当您提出有关非常精确的问题(可靠的估计)的问题时,我将为您提供同样精确的答案。但是,首先,我将开始尝试消除一个毫无根据的假设。确实存在位置的鲁棒贝叶斯估计(存在位置的贝叶斯估计器,但正如我在下面说明的那样,它们不是鲁棒的,而且显然,即使是最简单的位置鲁棒估计器也不是贝叶斯的)。我认为,位置案例中的“贝叶斯”和“鲁棒”范式之间没有重叠的原因在解释为什么没有同时存在鲁棒和贝叶斯的散射估计量时起了很大的作用。
在上具有适当的先验m,sν, m will be an estimate of
the mean of yi that will be robust against outliers.
Actually, no. The resulting estimates will only be robust in a very weak sense of the word robust. However, when we say that the median is robust to outliers we mean the word robust in a much stronger sense. That is, in robust statistics, the robustness of the median refers to the property that if you compute the median on a data-set of observations drawn from a uni-modal, continuous model and then replace less than half of these observations by arbitrary values, the value of the median computed on the contaminated data is close to the value you would have had had you computed it on the original (uncontaminated) data-set.
Then, it is easy to show that the estimation strategy you propose in the paragraph I quoted above is definitely not robust in the sense of how the word is typically understood for the median.
I'm wholly unfamiliar with Bayesian analysis. However, I was wondering what is wrong with the following strategy as it seems simple, effective and yet has not been considered in the other answers. The prior is that the good part of the data is drawn from a symmetric distribution F and that the rate of contamination is less than half. Then, a simple strategy would be to:
- compute the median/mad of your dataset. Then compute:
zi=|xi−med(x)|mad(x)
- exclude the observations for which zi>qα(z|x∼F) (this is the α quantile of the distribution of z when x∼F). This quantity is avalaible for many choice of F and can be bootstrapped for the others.
- Run a (usual, non-robust) Bayesian analysis on the non-rejected observations.
EDIT:
Thanks to the OP for providing a self contained R
code to conduct a bonna fide bayesian analysis of the
problem.
the code below compares the the bayesian approach suggested by the O.P. to
it's alternative from the robust statistics literature (e.g. the fitting method proposed by Gauss for the case where the data may contain as much as n/2−2
outliers and the distribution of the good part of the data is Gaussian).
central part of the data is N(1000,1):
n<-100
set.seed(123)
y<-rnorm(n,1000,1)
Add some amount of contaminants:
y[1:30]<-y[1:30]/100-1000
w<-rep(0,n)
w[1:30]<-1
the index w takes value 1 for the outliers. I begin with the approach
suggested by the O.P.:
library("rjags")
model_string<-"model{
for(i in 1:length(y)){
y[i]~dt(mu,inv_s2,nu)
}
mu~dnorm(0,0.00001)
inv_s2~dgamma(0.0001,0.0001)
s<-1/sqrt(inv_s2)
nu~dexp(1/30)
}"
model<-jags.model(textConnection(model_string),list(y=y))
mcmc_samples<-coda.samples(model,"mu",n.iter=1000)

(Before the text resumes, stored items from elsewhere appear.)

PR #2638, opened 2020-01-19
Add catch error to axiosclient template file

ZhangNanBin:


RicoSuter:
@Meberem I don't know Axios, is this correct?

Meberem:
Certainly looks like it based on the documentation: https://github.com/axios/axios#handling-errors

Sorry, I don't know the ins and outs of Axios either.

thijscrombeen:
A bit more background information would be nice. 
What do you see when you don't have this catch handler. 
Is anything other than 2XX not handled?

I belive by default Axios only resolves with 2XX.
Another option would be to set a global validateStatus on the axios client like so:
`
const validateStatus = function(status: number): boolean { return true; // all http states should result in a resolved promise , so NSwag generated code can handle it
  };
`

One small remark in your catch. Is it needed to wrap it in another Error object? Why not just rethrow the original error ?

Issue #2652, opened 2020-01-26
Serialization casing not honored for new System.Text.Json in .net core 3.1


groogiam:
Control over the serialization casing looks like it is broken when using the new System.Text.Json in .NET core 3.1

https://github.com/RicoSuter/NSwag/issues/2216 says casing is controlled by the AddJsonOptions which prior to ASP.NET Core 3.1 the JSON.NET implementation. 

When using the following (which utilizes System.Text.Json) the casing changes back to the default. 

```c#
.AddJsonOptions(o =>
                {
                    //preserve poco casing
                    o.JsonSerializerOptions.PropertyNamingPolicy = null;
                })
```
The expected result is that the casing of the .NET classes be maintained when this setting is used.

RicoSuter:
Not possible st the moment, you need to describe the serializer with the neetondoft json settings

https://github.com/RicoSuter/NJsonSchema/issues/1014

PR #2655, opened 2020-01-27
Read some System.Text.Json options

Sinhk:
Get global string enum serialization and casing (#2652) from System.Text.Json options.

When testing this I noticed the GetService<IOptions<MvcNewtonsoftJsonOptions>>() always returns an IOptions<MvcNewtonsoftJsonOptions>, as long as MvcNewtonsoftJsonOptions exists. It didn't have to be registered with the service provider. So I changed some of the code that checks if it should load options for Newtonsoft.Json or System.Text.Json to look for a NewtonsoftJsonOutputFormatter instead.


src/NSwag.Commands/Commands/Generation/OpenApiGeneratorCommandBase.cs
```diff
@@ -224,12 +224,14 @@ public async Task<TSettings> CreateSettingsAsync(AssemblyLoader.AssemblyLoader a
             JsonSerializerSettings serializerSettings;
             try
             {
-                var mvcJsonOptions = serviceProvider?.GetRequiredService<IOptions<MvcNewtonsoftJsonOptions>>();
-                serializerSettings = mvcJsonOptions?.Value?.SerializerSettings;
+                if (mvcOptions.OutputFormatters.Any(f => f.GetType() == typeof(Microsoft.AspNetCore.Mvc.Formatters.NewtonsoftJsonOutputFormatter)))
```
RicoSuter: Is this safe (i.e. always registered)? Also for .NET Core 1.0, etc.?
Or better: Why can we use this try/catch fallback implementation?

src/NSwag.Generation.AspNetCore/NSwag.Generation.AspNetCore.csproj
```diff
@@ -1,6 +1,6 @@
 ﻿<Project Sdk="Microsoft.NET.Sdk">
   <PropertyGroup>
-    <TargetFrameworks>netstandard1.6;net451;netstandard2.0</TargetFrameworks>
+    <TargetFrameworks>netstandard1.6;net451;netstandard2.0;netcoreapp3.0</TargetFrameworks>
```
RicoSuter: Adding "netcoreapp3.0" is not an option as it would to an explosion of TFs... please use reflection as we did it for the other things... isnt System.Text.Json a .net standard 2.0 package too?

Sinhk: This would not necessarily lead to an explosion of TFs. Projects targeting .net core 3.1 (and current .net 5 nightly) uses the netcoreapp3.0 target if that is the highest available in the library. I have no idea if this will be true for future versions.

System.Text.Json is .net standard, but the ASP.NET Core integration is .net core >= 3.0. AFAIK System.Text.Json support is not relevant for previous versions.  
My main reason for having the netcoreapp3.0 target was to use the #if NETCOREAPP3_0. So it's probably not required for this PR. I'll remove it and try to use reflection if that is still what you prefer.

src/NSwag.Commands/Commands/Generation/OpenApiGeneratorCommandBase.cs
Sinhk: The try/catch fallback relies on the assumption that System.Text.Json is the default, and will only fallback to Newtonsoft when the Newtonsoft output formatter is registered. 
Since the Microsoft.AspNetCore.Mvc.NewtonsoftJson package is referenced by this project, I don't know of any case where this will throw an exception. But there is probably some, so better safe than sorry.

This code is inside an #if NETCOREAPP3_0, so I don't think Core 1.0 support is required.

Sinhk:
@RicoSuter Finally got around to redoing this. Tried to keep only what’s necessary for reading the options

RicoSuter:
Looks good. Is there a possibility to add unit tests for that somehow? Just to avoid regressions and have it tested.

Sinhk:
@RicoSuter Added some tests, checking if the options are set. 
I didn't find any test project targeting netcoreapp3 so I added a new one. Is that fine or should the tests rather be added to one of the existing projects?

src/NSwag.Generation.AspNetCore/AspNetCoreOpenApiDocumentGenerator.cs
```diff
@@ -127,15 +127,51 @@ public async Task<OpenApiDocument> GenerateAsync(ApiDescriptionGroupCollection a
...
+            {
+                var optionsAssembly = Assembly.Load(new AssemblyName("Microsoft.AspNetCore.Mvc.Core"));
+                var optionsType = typeof(IOptions<>).MakeGenericType(optionsAssembly.GetType("Microsoft.AspNetCore.Mvc.JsonOptions", true));
+                options = serviceProvider?.GetService(optionsType) as dynamic;
+            }
+            catch
+            {
+            }
+
+            if (!(options?.Value?.JsonSerializerOptions is System.Text.Json.JsonSerializerOptions jsonOptions))
```
RicoSuter, line 157: Isn't the JsonOptions always registered, even when Newtonsoft stuff is enabled?

src/NSwag.Generation.AspNetCore/AspNetCoreOpenApiDocumentGenerator.cs
```diff
@@ -127,15 +127,51 @@ public async Task<OpenApiDocument> GenerateAsync(ApiDescriptionGroupCollection a
...
+            {
+                return settings;
+            }
+
+            // StringEnumConverter
+            if (jsonOptions.Converters.Any(c => c is System.Text.Json.Serialization.JsonStringEnumConverter))
+            {
+                settings.Converters.Add(new Newtonsoft.Json.Converters.StringEnumConverter());
```
RicoSuter, line 165: Maybe we should also support this new attribute here: 
https://github.com/RicoSuter/NJsonSchema/blob/31d67d7276b88074f472377f94cd1fa8647b2953/src/NJsonSchema/Generation/DefaultReflectionService.cs#L386

RicoSuter:
Sorry for my late reply, added two comments, what do you think?

src/NSwag.Generation.AspNetCore/AspNetCoreOpenApiDocumentGenerator.cs
Sinhk: Looks like the System.Text.Json attribute is similar enough that adding an IsAssignableToTypeName for the new converter name should do the trick. I could test it and make a pull request

src/NSwag.Generation.AspNetCore/AspNetCoreOpenApiDocumentGenerator.cs
Sinhk: JsonOptions is always registered from AspNetCore 3.0, it was MvcJsonOptions before.
Since this is currently called as a fallback when Newtonsoft options are not found, JsonOptions should always be registered when it gets to this point. Assuming Newtonsoft options are always found when running on AspNetCore pre 3.0

src/NSwag.Generation.AspNetCore/AspNetCoreOpenApiDocumentGenerator.cs
RicoSuter: Exactly should be just an or with another check, maybe with namespace. PR would be great.

RicoSuter:
I think it would make sense to extract a ConvertJsonSettingsToNewtonsoftSettings method and move it to njsonschema.. then we just need to map as good as possible, eventually maybe with a custom contract resolver which reads system.text.json metadata.. i think this would be a good path forward and users of json schema would also benefit.. what do you think?

Sinhk:
Sounds like a good plan. I'll try to make a PR for that tomorrow.

RicoSuter:
Another thing: We should somehow turn of reading of newtonsoft attributes - in the newtonsoft settings 😀. See https://github.com/RicoSuter/NSwag/issues/2762

RicoSuter:
Working on this now in your branch.

src/NSwag.Generation.AspNetCore/AspNetCoreOpenApiDocumentGenerator.cs
RicoSuter: Done.

RicoSuter:
Can we merge this?

Sinhk:
Yes, looks good 🙂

print(summary(mcmc_samples)$statistics[1:2])
summary(mcmc_samples)
I get:
Mean SD
384.2283 97.0445
and:
2. Quantiles for each variable:
2.5% 25% 50% 75% 97.5%
184.6 324.3 384.7 448.4 577.7
(quiet far thus from the target values)
For the robust method,
z<-abs(y-median(y))/mad(y)
th<-max(abs(rnorm(length(y))))
print(c(mean(y[which(z<=th)]),sd(y[which(z<=th)])))
one gets:
1000.149 0.8827613
(very close to the target values)
The second result is much closer to the real values.
But it gets worst. If we classify as outliers those observations
for which the estimated z-score is larger than th
(remember that the
prior is that F is Gaussian) then the bayesian approach finds that all the observations are outliers (the robust procedure, in contrast, flags all and only the outliers as such). This also implies that if you were to run a usual (non-robust) bayesian analysis on the data not classified as outliers by the robust procedure, you should do fine (e.g. fulfil the objectives stated in your question).
This is just an example, but it's actually fairly straightforward to
show that (and it can done formally, see for example, in chapter 2 of [1]) the parameters of a student t distribution fitted to contaminated data cannot be depended upon to reveal the outliers.
- [1]Ricardo A. Maronna, Douglas R. Martin, Victor J. Yohai (2006). Robust Statistics: Theory and Methods (Wiley Series in Probability and Statistics).
- Huber, P. J. (1981). Robust Statistics. New York: John Wiley and Sons.